--- Exercise instructions ---
Replicate the data exactly, every line included.

Records for this task: Begin

PR #141, opened 2022-01-15
Add PrivacyIdCount Transform to Beam's public API.

yuan2z:
Add PrivacyIdCount Transform to Beam's public API.
Make test names more descriptive and change test names to a consistent format (snake case).

## How has this been tested?
- Unit tested.


dvadym (approved):
Thanks a lot for implementing of PrivacyIdCount transform!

Records for this task: End

--- Response to this exercise ---
PR #141, opened 2022-01-15
Add PrivacyIdCount Transform to Beam's public API.

yuan2z:
Add PrivacyIdCount Transform to Beam's public API.
Make test names more descriptive and change test names to a consistent format (snake case).

## How has this been tested?
- Unit tested.


dvadym (approved):
Thanks a lot for implementing of PrivacyIdCount transform!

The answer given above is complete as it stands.